:: Provided information
PR #2459, opened 2021-07-22
Fix no-results-found bug in react filters

### LINKED ISSUE #2423: In react view, screening status filter option "no status" results in No results found.
Same filter in the non-react view lists submissions correctly.

### LINKED ISSUE #2424: In react view, when a set of filters result in "No results found." in the left pane, the center pane loads the first every application received and the right pane has endless loading gifs
The ideal behaviour would be to load/show No results found. across all panes.

vimal1083:
Fixes #2423 Fixes #2424


frjo (approved):
Nice work!

PR #2466, opened 2021-08-02
Fix Applicant Activity Feed(Review)

### LINKED ISSUE #2461: Applicant Activity Feed
**Describe the bug**

Applicants can see when a reviewer has submitted a review. This should not happen.

**To Reproduce**

1. Submit a review as a staff or reviewer
2. As an applicant, go to the activity feed to see update

You shouldn't be able to see when a reviewer has submitted a review in the activity feed  Hard to scan data formatting  Quickly finding messages from different people is harder when all comments are the same colour even if from different pe

**Priority**

- Low priority 

**Affected roles**

- Applicant
- Staff
- Reviewers

sandeepsajan0:
Fixes #2461 

 Exclude/Hide the New Review activity for Applicant.

### DIFF
--- a/hypha/apply/activity/models.py
+++ b/hypha/apply/activity/models.py
@@ -41,6 +41,13 @@ VISIBILITY = {
 
 class BaseActivityQuerySet(models.QuerySet):
     def visible_to(self, user):
+        # to hide reviews from applicant of existing data
+        from .messaging import ActivityAdapter
+        messages = ActivityAdapter.messages
+        if user.is_applicant:
+            return self.exclude(
+                message=messages.get(MESSAGES.NEW_REVIEW)
+            ).filter(visibility__in=self.model.visibility_for(user))
         return self.filter(visibility__in=self.model.visibility_for(user))
 
     def newer(self, activity):
--- a/hypha/apply/activity/models.py
+++ b/hypha/apply/activity/models.py
@@ -47,7 +47,7 @@ class BaseActivityQuerySet(models.QuerySet):
         messages = ActivityAdapter.messages
         if user.is_applicant:
             return self.exclude(
-                message__in=[messages.get(MESSAGES.NEW_REVIEW), messages.get(MESSAGES.REVIEW_OPINION)]
+                message=messages.get(MESSAGES.NEW_REVIEW)
             ).filter(visibility__in=self.model.visibility_for(user))
 
         return self.filter(visibility__in=self.model.visibility_for(user))
--- a/hypha/apply/activity/models.py
+++ b/hypha/apply/activity/models.py
@@ -41,7 +41,7 @@ VISIBILITY = {
 
 class BaseActivityQuerySet(models.QuerySet):
     def visible_to(self, user):
-        # to hide reviews from applicant of existing data
+        # To hide reviews from the applicant's activity feed
         from .messaging import ActivityAdapter
         messages = ActivityAdapter.messages
         if user.is_applicant:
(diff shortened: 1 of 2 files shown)


frjo:
@sandeepsajan0 Is it not possible to reuse the "visibility" value that we already use for comments? Setting it to "reviewers" and making sure the view respect it should fix the issue.

sandeepsajan0:
@frjo Yes, It is possible but it will only work for new data. For existing data, we will need these changes.

In [this commit](https://github.com/HyphaApp/hypha/pull/2466/commits/1bf4c2c36d64cc8370dd70cafd10546108dcf05a), I made visibility related changes but I removed them later to have this in another PR. Take a look at that commit and if you think it is the right place to have both of the changes then I'll push it here again.

hypha/apply/activity/models.py
```diff
@@ -41,6 +41,13 @@
 
 class BaseActivityQuerySet(models.QuerySet):
     def visible_to(self, user):
+        # To hide reviews from the applicant's activity feed
```
frjo, line 44: Add a TODO about this is just for historic data and not needed for new data efter this.

frjo:
I think we can do both in this PR.

Looking at this it I realise it should effect both MESSAGES.NEW_REVIEW and MESSAGES.REVIEW_OPINION.

Can you add code that set these two actions to visibility "reviewers"? Thanks!

Later on I can create a SQL call that sets visibility to "reviewers" for all historic data as well, then we can remove the custom code.

hypha/apply/activity/models.py
```diff
@@ -41,6 +41,13 @@
...
+        from .messaging import ActivityAdapter
+        messages = ActivityAdapter.messages
+        if user.is_applicant:
+            return self.exclude(
+                message=messages.get(MESSAGES.NEW_REVIEW)
```
frjo, line 50: Please add MESSAGES.NEW_REVIEW and MESSAGES.REVIEW_OPINION.

REVIEW_OPINION is a type of lightweight review.

frjo (changes requested):

sandeepsajan0:
Sure, I'll make the changes.

In review, we have two types of visibility `private` and `reviewers`. If we will have only `reviewers` visibility in activities then it may leads to reviewer's activity feed issue. So, It would be better if we assign `Team` for `private` visiblity and `reviewers` for `reviewers`. What do you think?

frjo:
@sandeepsajan0 The code already adds "team" to MESSAGES.REVIEW_OPINION actions, sorry I did not notice this before. 

So the question id then if MESSAGES.NEW_REVIEW should be set to "team" or "reviewers". Asking @fourthletter this.

frjo:
@sandeepsajan0 Got a reply from @fourthletter, only staff should see MESSAGES.NEW_REVIEW so please set visibility to "team" (not "reviewers" as I wrongly stated above.)

You can then add MESSAGES.NEW_REVIEW to the list at https://github.com/HyphaApp/hypha/blob/45a5cb5eba94e95310f5251c7eb555e341c9e061/hypha/apply/activity/messaging.py#L259-L269

fourthletter:
Thank you @sandeepsajan0  for working on this and following up. 

@frjo Thank you for reaching out because I didn't fully scope out this issue. External Reviewers 1) do not need to see when a review has been submitted because reviews should be anonymous and 2) there is no value in having extraneous items in their activity feed, this info would only add more clutter.

frjo (approved):

frjo:
Deployed to test now.

PR #2470, opened 2021-08-09
archiving this page

ei8fdb:
archiving this page due to migration to docs.hypha.app


frjo:
I think the file should stay, it's a very common practice to include it. It can however be made very brief and then provide a link to the documentation.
::::
> [Assignment]:
Show all of the lines above in which "think" is present.

> [Result below]:
In [this commit](https://github.com/HyphaApp/hypha/pull/2466/commits/1bf4c2c36d64cc8370dd70cafd10546108dcf05a), I made visibility related changes but I removed them later to have this in another PR. Take a look at that commit and if you think it is the right place to have both of the changes then I'll push it here again.
I think we can do both in this PR.
In review, we have two types of visibility `private` and `reviewers`. If we will have only `reviewers` visibility in activities then it may leads to reviewer's activity feed issue. So, It would be better if we assign `Team` for `private` visiblity and `reviewers` for `reviewers`. What do you think?
I think the file should stay, it's a very common practice to include it. It can however be made very brief and then provide a link to the documentation.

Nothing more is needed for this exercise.